The team, made up of scientists from LLNL and National Security Technologies (NSTec), partially reproduced the subsurface conditions following a UNE responsible for the migration of explosion gases to the surface where they can be detected locally at a test site. Such results can provide inspectors with a better idea of what to expect when they are in the inspection area searching for a suspected UNE. With LLNL computer models using information from the tracer experiment, the team was able to track the evolution of gases in the explosion cavity, which may be detected downwind thousands of kilometers away. This actually occurred after the third North Korean UNE in 2013.

"The work is novel in part because of how we did it by injecting gases into an old UNE cavity and then using computer models informed by the experiment to extend our understanding of how xenon gas evolves following the UNE," said Charles Carrigan, LLNL geoscientist.

Using computer models developed by LLNL physicist Yunwei Sun, the team showed that including thermally driven migration of telltale gases from the explosion cavity or chimney may substantially shorten their arrival times at the surface when compared to migration of gases caused only by atmospheric pressure fluctuations or barometric pumping. Previous research has focused on barometric pumping as the primary subsurface gas migration mechanism.

"From monitoring gases coming to the surface during the course of our pressurized field experiment, we also found that background radon gas levels were anomalously high (10 to 15 times normal) at the surface over the explosion cavity," Carrigan said.

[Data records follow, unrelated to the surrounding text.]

PR #8727, opened 2021-01-07
ResolveConflicts: Incorrect evaluation of mergetool path

gerhardol:
Regression: https://github.com/gitextensions/gitextensions/pull/8690#issuecomment-756021266

## Proposed changes

Correct annotation for PathUtil.TryFindFullPath(), revert change to evaluate path in #8690

The mergetool path was always set to empty so the Git mergetool handling was used (not the GE special implementation to check results etc).

## Test methodology 

manual

----


mstv (approved):
Works for me.

gerhardol:
@msftbot merge in 24 hours

PR #8730, opened 2021-01-07
Improved text and icon on StageAll and commit when Filter active #8596

keco2:
Followup on #8596 

The change affects only visual elements (i.e. no behavioural change) and is related only to the CommitForm when there are no staged files and the filefilter is active.

## Proposed changes

- 2 misleading texts updated to display either "All" or "Filtered" words based on the filter:
  -  if the Filter is empty (i.e. inactive), use the "All" word
  - otherwise use the "Filtered" word
- change the icon on the StageAll button interactively based on the filefilter:
  -  if the Filter is empty (i.e. inactive), use the classic StageAll picture
  - otherwise use another (new) picture with funnel

### Before

image
image

### After

StageAll (TooltipText/icon) - without filefilter:
image

StageAll (TooltipText/icon) - with filefilter:
image

OnCommitClick (message) - without filefilter:
image

OnCommitClick (message) - with filefilter:
image

## Test methodology 

- change of text in the MessageBox on Commit: Manual
- change of ToolTipText on StageAll button: Manual and 1x IntegrationTest
- change of StageAll picture: Manual

## Test environment(s) 

- GIT 3.4.2.9999+
- GIT 2.30.0.windows.1
- Windows 10 20H2

----

:black_nib: I contribute this code under [The Developer Certificate of Origin](../blob/master/contributors.txt).

Issue #8596, opened 2020-11-04
"Stage and commit all unstaged files" may not stage all unstaged files


manuelspezzani:
## Current behaviour

When no files are staged, a "There are no files staged for this commit. Stage and commit all unstaged files?" dialog is opened.
If the user select "yes", only the files matching the currently specified filters are actually staged.

## Expected behaviour

All files are staged, or the message is changed to better describe what is about to happen.
Personally I would prefer the first option. 

## Steps to reproduce

- Start from a repo in a "clean state" (aka no pending changes and no files staged)
- Edit two files (let's say "foo.txt" and "bar.txt") and open the commit dialog
- type "foo" in the filter textbox, on the top left corner of the commit dialog: the list of changes now shows only "foo.txt"
- enter a commit message and click on the commit button (make sure no files has been staged)
- the "There are no staged changes" dialog is shown, answer "yes"

A new commit is created containing only the changes to "foo.txt, while "bar.txt" has not been staged/committed.

## Did this work in previous version of GitExtensions

I didn't tried.

## Environment

- Git Extensions 3.4.3.9999
- Build d4b0f48bbf3e39a71f5d7ff5231be5678d4aa0f1
- Git 2.27.0.windows.1
- Microsoft Windows NT 10.0.17763.0
- .NET Framework 4.7.3661.0
- DPI 96dpi (no scaling)

gerhardol:
I suggest changing the text:
_There are no files staged for this commit. Stage and commit all (filtered) unstaged files?_

RussKie:
May be just stage all files?

keco2:
Hi. I've analyzed this and it seems to me that the behaviour might be quasi by design (as the method is called _StageAllAccordingToFilter_ so it was the intention to stage only filtered files).

So there are 2 texts misleading:
- the **ToolTipText** on StageAll button ("Stage All" instead of e.g. "Stage Filtered" ... but then the "Filtered" would be improper if the filter was not active)
- the **MessageBox** text at a Commit ("There are no files staged for this commit. Stage and commit all unstaged files?" instead of ".... Stage and commit all (filtered) unstaged files?" -- but again, in that case the "(filtered)" would be kind of improper if the filter was not active)


My suggestion: fix both misleading texts and display either "All" or "Filtered" words based on the filter:
- if the Filter is empty, use the "All" word
- otherwise use the "Filtered" word


I've prepared this accordingly:
[...]

PR #8731, opened 2021-01-08
StageAll and UnstageAll improvement when Filter active #8596

keco2:
Followup on #8596 

Note: The first PR #8730 closed (because of I've pushed my changes on master instead of a separate branch and used merge-commit,...)

## Proposed changes

- update 2 misleading texts to display either "All" or "Filtered" words based on the filter:
  -  if the Filter is empty (i.e. inactive), use the "All" word
  - otherwise use the "Filtered" word
- change the icon on the StageAll button interactively based on the filefilter:
  -  if the Filter is empty (i.e. inactive), use the classic StageAll picture
  - otherwise use another (new) picture with funnel
- in addition to the above mentioned changes of StageAll button from #8596 there is a change related to UnstageAll button as well (as agreed in PR #8730):
  - visual change (just like on StageAll button: icon and ToolTipText changes when Filter is active)
  - behavioural change (to get it consistent with the StageAll button): if the Filter is not empty (i.e. it's active) and UnstageAll is clicked: unstage only those files matching the filter (instead of unstaging everything)

### After

**StageAll (TooltipText/icon) - with filefilter:**
Before: image
After: image

**UnstageAll (TooltipText/icon) - with filefilter:**
Before: image
After: image

**OnCommitClick (message) - with filefilter:**
Before: image
After: image

## Test methodology 

- change of text in the MessageBox on Commit: **Manual**
- change of ToolTipText on StageAll/UnstageAll buttons: **Manual and IntegrationTest**
- change of StageAll/UnstageAll button-picture: **Manual**
- change of UnstageAll behaviour: **Manual and IntegrationTest**

## Test environment(s) 

- GIT 3.4.2.9999+
- GIT 2.30.0.windows.1
- Windows 10 20H2

----


keco2:
Btw, the icon with funnel - I'm open to suggestions - if it is not that good. I've created just using VS picture editor. Maybe someone has idea how to do it better.

I've tried funnel-up vs. funnel-down:
image

Currently the funnel-down is implemented (because I think the arrows are more visible so).

pmiossec:
> Currently the funnel-down is implemented (because I think the arrows are more visible so).

I think bottom **right** would be better. What do you think?

keco2:
I've updated the picture with that option. I still like the B version a bit more :) but the C is Ok to me too. Let's wait for further votes - if no more vote comes, I'll update it with C version! :1st_place_medal:

GitUI/CommandsDialogs/FormCommit.cs
```diff
@@ -1345,7 +1354,9 @@ bool ConfirmAndStageAllUnstaged()
                     }
 
                     // there are no staged files, but there are unstaged files. Most probably user forgot to stage them.
-                    if (MessageBox.Show(this, _noFilesStagedButSuggestToCommitAllUnstaged.Text, _noStagedChanges.Text, MessageBoxButtons.YesNo, MessageBoxIcon.Question) != DialogResult.Yes)
+                    if (MessageBox.Show(this, Unstaged.IsFilterActive
+                        ? _noFilesStagedButSuggestToCommitAllFilteredUnstaged.Text
+                        : _noFilesStagedButSuggestToCommitAllUnstaged.Text, _noStagedChanges.Text, MessageBoxButtons.YesNo, MessageBoxIcon.Question) != DialogResult.Yes)
```
RussKie, line 1359:
```suggestion
                    string message = Unstaged.IsFilterActive ? _noFilesStagedButSuggestToCommitAllFilteredUnstaged.Text : _noFilesStagedButSuggestToCommitAllUnstaged.Text;
                    if (MessageBox.Show(this, message, _noStagedChanges.Text, MessageBoxButtons.YesNo, MessageBoxIcon.Question) != DialogResult.Yes)
```

GitUI/CommandsDialogs/FormCommit.cs
```diff
@@ -1654,6 +1665,13 @@ void StageAreaLoaded()
                 Unstage(canUseUnstageAll: false);
             }
             else
+            if (Staged.IsFilterActive)
```
RussKie, line 1668:
```suggestion
            else if (Staged.IsFilterActive)
```

GitUI/CommandsDialogs/FormCommit.cs
```diff
@@ -102,6 +104,11 @@ public sealed partial class FormCommit : GitModuleForm
         private readonly TranslationString _stageFiles = new TranslationString("Stage {0} files");
         private readonly TranslationString _selectOnlyOneFile = new TranslationString("You must have only one file selected.");
 
+        private readonly TranslationString _stageAll = new TranslationString("Stage All");
+        private readonly TranslationString _stageFiltered = new TranslationString("Stage Filtered");
+        private readonly TranslationString _unstageAll = new TranslationString("Unstage All");
+        private readonly TranslationString _unstageFiltered = new TranslationString("Unstage Filtered");
```
RussKie, line 110:
```suggestion
        private readonly TranslationString _stageAll = new TranslationString("Stage all");
        private readonly TranslationString _stageFiltered = new TranslationString("Stage filtered");
        private readonly TranslationString _unstageAll = new TranslationString("Unstage all");
        private readonly TranslationString _unstageFiltered = new TranslationString("Unstage filtered");
```

GitUI/UserControls/FileStatusList.cs
```diff
@@ -1534,13 +1537,23 @@ private void FileStatusList_Enter(object sender, EventArgs e)
...
 
         public void SetFilter(string value)
         {
             FilterComboBox.Text = value;
             FilterFiles(value);
         }
 
+        private void OnFilterChanged()
+        {
+            if (_filterActive != IsFilterActive)
```
RussKie, line 1550: Please invert to reduce nesting

UnitTests/CommonTestUtils/ReferenceRepository.cs
```diff
@@ -23,6 +23,8 @@ public ReferenceRepository()
 
         public string CommitHash => _commitHash;
 
+        public string CreateRepoFile(string fileName, string fileContent) => _moduleTestHelper.CreateRepoFile(fileName, fileContent);
```
RussKie, line 26: Please move before `CreateTag`

IntegrationTests/UI.IntegrationTests/CommandsDialogs/FormCommitTests.cs
```diff
@@ -207,6 +208,91 @@ public void Should_handle_well_commit_message_in_commit_message_menu()
...
+            _referenceRepository.CreateRepoFile("file2.txt", "Test");
+
+            RunFormTest(async form =>
+            {
+                using (var cts = new CancellationTokenSource(AsyncTestHelper.UnexpectedTimeout))
+                {
+                    await ThreadHelper.JoinPendingOperationsAsync(cts.Token);
+                }
+
+                Assert.AreEqual("Stage All", form.GetTestAccessor().StageAllToolItem.ToolTipText);
```
RussKie, line 226: Asserting against strings isn't a good idea, a lot of our contributors run on non-English environments, and may have different locale and localisation settings.
If you need to assert against default strings, please make sure to run tests in en-US culture:
```cs
    [SetCulture("en-US")]
    [SetUICulture("en-US")]
```

RussKie (changes requested):
👍 

Please provide your sign off as well.

GitUI/CommandsDialogs/FormCommit.cs
keco2: Thx @RussKie ! In addition I'd fix this in _FormCommit.Designer_ as well
(https://github.com/gitextensions/gitextensions/blob/master/GitUI/CommandsDialogs/FormCommit.Designer.cs) :
            this.toolStageAllItem.Text = "Stage **a**ll";
or 
            this.toolStageAllItem.Text = **_stageAll.Text**;

...or leave it unchanged and do it in the **constructor** of _FormCommit_ ?
toolStageAllItem.ToolTipText = _stageAll.Text;

Obviously, the same for _unstageFiltered.

gerhardol: > this.toolStageAllItem.Text = **_stageAll.Text**;

yes

keco2: Ouch, that'll break the VS form designer and throw an error "The designer loader did not provide a root component but has not indicated why." 

So I change instead as follows:
_FormCommit.Designer.cs:_ this.toolStageAllItem.Text = "Stage **a**ll";
_FormCommit.cs (new line in the constructor):_ toolStageAllItem.ToolTipText = _stageAll.Text;

keco2:
Great, thank you for the review! I've pushed the changes!

> Please provide your sign off as well.
Done. Separate PR.

> > Currently the funnel-down is implemented (because I think the arrows are more visible so).
> 
> I think bottom **right** would be better. 

Bottom right commited as promised ;)

UnitTests/CommonTestUtils/ReferenceRepository.cs
keco2: Makes sense, thanks! May I ask you if you use some tool to check this or just common sense? 
I've no ReSharper unfortunately but I've tried a free tool _CodeMaid_ to reorganize the file but it has found much more codeblocks to move/reorganize.

RussKie: No tool unfortunately. I strive to follow the old [.NET Framework guidelines](https://docs.microsoft.com/en-us/archive/blogs/brada/internal-coding-guidelines#28-file-organization) but unless it is enforced by tools it is an uphill battle.

GitUI/CommandsDialogs/FormCommit.cs
RussKie: You mustn't change the designer file manually, as it either likely be undone by the designer itself, or will break the designer.
The strings in the designer do not really make any difference as at runtime we'll load the translated strings anyway.

RussKie (approved):

RussKie:
@msftbot merge in 24 hours

UnitTests/CommonTestUtils/ReferenceRepository.cs
keco2: I see, thanks anyway for the link! Actually, the above mentioned VS extension seems to do a good job in reordering the code (and it's configurable) but I miss the option to sort the new code blocks only (kind of git-diff based). Hmm, could be a nice extension for VS or even GE! :thinking:

GitUI/CommandsDialogs/FormCommit.Designer.cs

The research indicates that the weak subsurface pressurization mimicking the thermal drive following the explosion enhanced the amount of radon that was captured. This suggests that radon anomalies could be potential indicators of hidden or clandestine UNEs that are otherwise difficult to detect during an on-site inspection.

Additionally, the simulations showed that the explosion cavity or chimney behaves something like a leaky chemical reactor or pressure cooker. The gases migrating away from the cooker change the overall chemical makeup (isotopic ratios) of the gases left behind in the cooker or reactor, which continues to make new gases. The team modeled the evolution of these gases out to several months following a UNE.

"The 2013 UNE carried out in North Korea has allowed us some validation of our model of explosion-gas evolution," Carrigan said. "We find that the gases detected almost two months afterward in Russia are best matched by our evolutionary model for the mixture of different xenon isotopes when we assume a range of yields that is consistent with seismic estimates, less than 10 kilotons, for that event. This is a cool result as no one has suggested that isotopic ratios should depend on nuclear yield."

The research also may have applications in monitoring other heated or pressurized subsurface regimes such as in situ coal gasification, deep sequestration of supercritical CO2 and nuclear waste disposal.